5. Conclusions The implementation of the prototype hospital database has shown that the proposed secure database design methodology can be successfully applied at a complex real-life hospital environment. It has also been shown that in the prototype hospital database all the three aspects of security (secrecy, confidentiality and availability) were ensured with no significant overheads. More specifically, the secrecy (confidentiality) was preserved by allowing only the doctors to access the patient’s personal data and by creating cover stories for important people, for people who suffer from a sensitive disease, the hospital staff, etc.. Integrity was also preserved by providing for the users with the least possible privileges by forbidding every access to all the users and then allowing certain access types to certain users depending on their work at the hospital and with the use of security levels, which forbid the users to retrieve data, unless they are cleared for them.
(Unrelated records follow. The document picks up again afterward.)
PR #866, opened 2021-01-18
Update TabView.vue

Sellec:
Active tab without bounded 'active' prop does not deactivate if other tab activated programmatically from 'active' prop.
As applied to example 'Programmatic Control' [here](https://www.primefaces.org/primevue/showcase-v2/#/tabview) this example normally works only if you control tabpanel's 'active' prop through buttons. 
PrimeVue 2.3.0
Steps to reproduce:
1) Remove button "Activate 1st".
2) Remove binding ":active.sync="active[0]"" from first tabpanel.
3) Start app, activate first tab by mouse click.
4) Press button 2. You will see tabpanel1 and tabpanel2 contents as the same time and their headers would be active at the same time.
Logically, tabview component must deactivate any active tabs except current activated. 

Initially only "header 1" is active. After pressing "Activate 2st" second tab become visible too but first has not beed deactivated.
image

```
<script>
    import TabView from 'primevue/tabview';
    import TabPanel from 'primevue/tabpanel';
    import Button from 'primevue/button';

    export default {
        data() {
            return {
                active: [true, false, false]
            }
        },
        methods: {
            activate(index) {
                let activeArray = [...this.active];
                for (let i = 0; i < activeArray.length; i++) {
                    activeArray[i] = (i === index);
                }
                this.active = activeArray;
            }
        },
        components: {
            'TabView': TabView,
            'TabPanel': TabPanel,
            'Button': Button
        }
    };
</script>
<template>
    <div>
        <Button @click="activate(1)" class="p-button-text" label="Activate 2st" />
        <Button @click="activate(2)" class="p-button-text" label="Activate 3st" />

        <TabView>
            <TabPanel header="Header I">
                Content I
            </TabPanel>
            <TabPanel header="Header II" :active.sync="active[1]">
                Content II
            </TabPanel>
            <TabPanel header="Header III" :active.sync="active[2]">
                Content III
            </TabPanel>
        </TabView>
    </div>
</template>
```

### DIFF
--- a/src/components/tabview/TabView.vue
+++ b/src/components/tabview/TabView.vue
@@ -99,6 +99,20 @@ export default {
     },
     directives: {
         'ripple': Ripple
+    },
+    watch: {
+        tabs: function (new_value) {
+            new_value.forEach(tab => {
+                this.$watch(
+                    () => tab.active,
+                    function (tab_active) {
+                        if (tab_active) {
+                            this.$nextTick(() => this.tabs.filter(tab2 => tab2.d_active && tab2 != tab).forEach(tab2 => (tab2.d_active = false)));
+                        }
+                    }
+                );
+            });
+        }
     }
 }
 </script>


Sellec:
Any updates for this?

cagataycivici:
Does it still happen on latest PrimeVue 2.x?

Sellec:
> Does it still happen on latest PrimeVue 2.x?

It's still happen in 2.x, this PR is actual.

tugcekucukoglu:
Please use the latest PrimeVue2 version. It was fixed with PrimeVue 2.4.2 and your files are quite old.

PR #926, opened 2021-02-01
Added selected filter key to emit when filtering in datatable

redsuperbat:
Currently there is no good way of knowing which filter was triggered when the user filters the datatable. This PR adds a watcher to the filters prop that caches the selected filter key when the user filters and emits the selected filter key when the user filters the data in the filterEvent.


cagataycivici:
I think this applies to old filter implementation.

PR #5013, opened 2023-12-30
feat: add column field to header dragstart event's datatransfer

PindaPixel:
My use case:
I would like to be able to drag column headers to my own drag zone to group by column, however for the moment I have no method of identifying which column was dragged into my drag zone.

Note: I have no idea what the column object looks like in this context, it has type `any` at this location. I don't know if it can be undefined or null, or if it even has the `field` property or what type that is, so that probably needs correction.


tugcekucukoglu:
'dragIndex' and 'dropIndex' can be find with 'column-reorder' emit https://primevue.org/datatable/#api.datatable.events.DataTableColumnReorderEvent

If still, these are not enough please create an issue.

Issue #5014, opened 2023-12-31
UnstyledModeDoc.vue: Nuxt primevue options should be nested in options key


cory-baker:
### Describe the bug

Nuxt primevue options should be nested in options key. PR https://github.com/primefaces/primevue/pull/5015

### Reproducer

https://primevue.org/nuxt/#unstyled

### PrimeVue version

3.45.0

### Vue version

3.x

### Language

TypeScript

### Build / Runtime

Nuxt

PR #5015, opened 2023-12-31
Update UnstyledModeDoc.vue

cory-baker:
primevue options in nuxt config should be nusted under the `options` key

###Defect Fixes
https://github.com/primefaces/primevue/issues/5014

###Feature Requests


SoyDiego (approved):

anatolykopyl (changes requested):
Line 40 still contains a config with `unstyled` passed to root instead of `options`.

tugcekucukoglu (approved):

PR #5039, opened 2024-01-05
Fixed #5038 - v2 Menu | disabled property as a function is not worki…

### LINKED ISSUE #5038: v2 Menu: disabled property as a function is not working with command prop
### Describe the bug

In the menu model, if an object's `disabled` property is set to a function, then the corresponding `Menu` item's `command` does not fire when clicked.
This issue was fixed for PrimeVue 3.x but not for PrimeVue 2.x in e4ce372 with this PR:
- #2439

The functionality does work as expected with the ContextMenu component (in PrimeVue 3.x and 2.x). With the Menu component it does not work yet. The dynamic `disabled` prop was introduced in 1ecaba2 with this PR:
- #1293

Could the fix be merged into the 2.x branch as well?

### Reproducer

https://codesandbox.io/p/sandbox/awesome-ride-ytzl74

### PrimeVue version

2.10.4

### Vue version

2.x

### Language

ALL

### Build / Runtime

Vue CLI App

### Browser(s)

_No response_

1. Click on a menu item which uses a function for its `disabled` prop.
2. Nothing happens

### Expected behavior

Clicking a menu item should result in the command being executed if the disabled prop evaluates to `false`.

FeBe95:


mertsincan:

PR #5061, opened 2024-01-11
fix: Primefaces#5060, Dropdown: After selecting an option, clearing the value using close icon should clear the filter input

akshayaqburst:
###Defect Fixes
fix: Primefaces#5060, Dropdown: After selecting an option, clearing the value using close icon should clear the filter input


akshayaqburst:
@mertsincan Updated the PR with the changes you requested. Thanks,

mertsincan:
Thanks @akshayaqburst ;)

PR #5109, opened 2024-01-19
fix(color-picker): change event only shows old color value

### LINKED ISSUE #5004: colorPicker: change event only shows old color value
### Describe the bug

I would expect change event to provide new selected value. Or both new and old, but I only see old value.
Also, I noted that documentation https://primevue.org/colorpicker/#api.colorpicker.emits.change have obvious copy-paste error:
change | event **Callback to invoke when a chip is added.**

### Reproducer

https://stackblitz.com/edit/vpfxjg?file=src%2FApp.vue

### PrimeVue version

3.45.0

### Vue version

3.x

### Language

TypeScript

### Build / Runtime

Vue CLI App

### Browser(s)

Chrome 120, Windows 10

1. Go to link
2. open Dev console
3.  change colorpicker value few times 
4. obsever printed values in console

### Expected behavior

value in the Change event should be new, or (better) both new and old

betavs:
Fix #5004

### DIFF
--- a/components/lib/colorpicker/ColorPicker.vue
+++ b/components/lib/colorpicker/ColorPicker.vue
@@ -97,7 +97,10 @@ export default {
             this.updateColorHandle();
             this.updateInput();
             this.updateModel();
-            this.$emit('change', { event: event, value: this.modelValue });
+
+            this.$nextTick(() => {
+                this.$emit('change', { event: event, value: this.modelValue });
+            });
         },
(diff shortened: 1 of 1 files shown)


tugcekucukoglu:
The same operation can be done in the `updateModel` method without the need for `nextTick`.

tugcekucukoglu (approved):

Finally, availability was also well preserved, since the performance overheads were relatively low, priority was assigned to the user transactions, depending on the user’s role in the hospital and the use of flags which allowed the users to have direct access to the most recent medical data (diagnoses, prescription, lab exam results, etc.). We believe therefore that the lessons learned from the implementation of the prototype secure hospital database SEC_AXEPA will be useful to other database designers, who will attempt a similar task in the future.
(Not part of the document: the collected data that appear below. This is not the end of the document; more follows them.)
PR #5112, opened 2024-01-19
Add filter functionality to treeselect component

zwik:
###Defect Fixes
The TreeSelect component is missing filter functinality. The PR adds that functionality.

###Feature Requests
The TreeSelect component is missing filter functinality. The PR adds that functionality. As the functionality already exists in the Tree component I think this is not a very big change.


zwik:
Thank you for looking into this @tugcekucukoglu, I'm not sure if I understand you correctly. When I open the TreeSelect and it shows the tree with the filter, the filter does automatically gets focus. I've tested this in Chrome, Firefox and Edge, I don't have access to Safari though. am I missing something?

zwik:
@tugcekucukoglu : I fixed an issue where when you change from one TreeSelect to another the filter is indeed not focussed, the focus now works in every(?) situation. It would be great if this can be reviewed/merged soon :) . Many thanks in advance!

zwik:
Hello, I'm wondering if I need to do something still. Can I please get an update? Many thanks in advance!

tugcekucukoglu:
Version 4 will come with major changes. TreeSelect is one of the components that will be affected by this. We are closing this issue to avoid creating breaking change.

PR #5131, opened 2024-01-23
feat(toast): make on hover sticky until stop hovering

patroza:
As discussed on Discord, in my experience, Toasts should remain open while hovering on them, even when they have a timeout.
This PR addresses that requirement.


ZiadJ:
Any reason why this is taking so long to merge? I'm asking because it's more or less the default behavior for toasts these days. The user might need time to read the message or press on a button so being able to hover the toast to delay things wold be quite helpful. It also helps when one needs to copy and paste text from the toast.

patroza:
> Any reason why this is taking so long to merge?
you tell me, it's certainly one of those situations that spoil OSS.

alverbitskiy:
@patroza thank you for your work! Much appreciated!
@tugcekucukoglu is there a chance to look at this PR? This functionality is sorely needed for exactly the reason described by [ZiadJ](https://github.com/ZiadJ) in the second message, in our project our team is in discussion on how to work around it without having to create a modified version of the component, this PR would have solved this problem.

PR #5134, opened 2024-01-23
feat(portal): enable global 'body' override for Portal's `appendTo`

patroza:
From Discord, as described, a way to override the 'body' element for Portal, so that e.g when one builds components that may be used inside web components, portals can be created within another web component that contains the required styles.
This is necessary because the host page won't contain the styles that are generally expected by components that use portals. (e.g Toast, Menu and Dialog).

main:
```ts
customElements.define("x-portal", defineCustomElement(PortalCeVue))
document.body.appendChild(document.createElement("x-portal"))
```

Portal.ce.vue:
```html
<template>
   <div ref="root"></div>
</template>
<script setup lang="ts">
// import styles, or use <style>
import { onMounted, ref } from "vue"

const pv = usePrimeVue()

const root = ref()
onMounted(() => {
 pv.config.appendTo = root.value
})
</script>
```


mertsincan:
Hi @patroza,

Great, we already added this to PrimeReact. Can you change the name of the option like in PrimeReact? https://primereact.org/configuration/#appendto 
Also, this can be a config like PrimeVue.appendTo;
```
app.use(PrimeVue, { appendTo: ... });
```

mertsincan:
And could you please create an issue with 'new feature' label for it? Thanks a lot for your contribution!

patroza:
> Hi @patroza,
> 
> Great, we already added this to PrimeReact. Can you change the name of the option like in PrimeReact? https://primereact.org/configuration/#appendto Also, this can be a config like PrimeVue.appendTo;
> 
> ```
> app.use(PrimeVue, { appendTo: ... });
> ```

made the adjustment and created the discussion here, not sure how to add a label, don't see the usual option for it.
https://github.com/orgs/primefaces/discussions/1053

geminigeek:
hi,
this is very interesting,  trying to use primevue in a content script of a chrome extension, seems its missing in primevue , something like this is available here https://primereact.org/configuration/#appendto

3zzy:
This is so essential!

`appendTo` is available for all overlay components including Toast for PrimeReact but not PrimeVue :\

tugcekucukoglu:
Currently is not on the near roadmap. Thanks for your contribution.

3zzy:
Is there a reason why PrimeReact has it and PrimeVue doesn’t? Are you open to merging PRs?

PR #5160, opened 2024-01-27
Fix outside click listeners (from `click` to `mousedown`+`mouseup` events)

### LINKED ISSUE #2597: Selecting Text in Dialog / Modal closes Modal
```
```

https://codesandbox.io/s/wizardly-rgb-rcxms8?file=/index.html

**Current behavior**
1. Open a Modal with an input field in it. I added an example above.
2. Type a value into the input if it's empty.
3. Select the value with your mouse, while holding down the left mouse key.
4. Hold the left mouse button and navigate into the modal background area and release the button.
5. The modal closes.

**Expected behavior**
The modal should not close if the click was initiated in the modal content. The position of the release of the mouse click should not have an impact on the modal behavior.

https://codesandbox.io/s/wizardly-rgb-rcxms8?file=/index.html

People get annoyed when they want to fill in a form in a modal and then close the modal when selecting / copying text. That is a bit unattractive.

* **Vue version:**`vue@next` / `vue@latest` (see Codesandbox)
* **PrimeVue version:** `primevue@^3` (see Codesandbox)
* **Browser:** all

S3v3Nice:
Fixes #2597. 

The problem is related to the fact that the `click` event is used to recognize a click on the outside of an element, so that a planned action (e.g. closing a modal) is triggered by a full click, but only when the click starts OR ends on the outside (because the target of the `click` event is the nearest element, containing both the target of the `mousedown` event and the target of the `mouseup` event). Because of this, for example, selecting text inside a dialog and then moving the cursor to outside (while holding down the mouse button) causes the dialog to close.

There may be two solutions to this problem:
1. Implement proper full click handling: capture `mousedown` and `mouseup` events, and check the targets of `mousedown` and `mouseup` events (both targets should not be the current component)
2. Simply change the `click` event to `mousedown`, so the modal will close immediately when the user mouse down outside the modal, and will not close when the user starts clicking inside the modal and finishes outside.

~~I chose the second solution because it's simpler, and it's standard practice (if the user starts clicking outside the modal, it's more likely that he wants to close it, and why not do it immediately, without waiting for the click to complete). By the way, this is how it was already implemented in the Calendar component.~~

UPD:
For some reasons listed in the [comment below](https://github.com/primefaces/primevue/pull/5160#issuecomment-1984212920), it was decided to use the first way of solving the problem - `mousedown` + `mouseup` events - in almost all components.


mertsincan:
Hi,

Thanks a lot for your contribution! We didn't do mousedown for some reason but I can't remember. I will discuss this with the team and get back to you.

tugcekucukoglu:
We plan to work on this issue first in version 4. For now, we can close the PR due to conflicts.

6. References [1] S. Castano, M. Fugini, G. Martella, P. Samarati, Database security, Addison Wesley publishing company, 1994. [2] G. Pangalos, M. Khair, L. Bozios, Enhancing medical database security, In: Journal of medical systems, USA, 1994. [3] G. Pangalos S. Katsikas, and D. Gritzalis, Medical database security guidelines, In: Computers and security journal, 1994. [4] G. Pangalos, M. Khair, L. Bozios, An integrated secure design of a medical database system, In: MEDINFO’95, The 8th world congress on medical informatics, Canada, 1995. [5] G. Pangalos, M. Khair, Design of secure medical database systems, In: IFIP/SEC’96, 12th international information security conference, 1996. [6] G. Pernul, Database security, Academic Press Inc., 1994.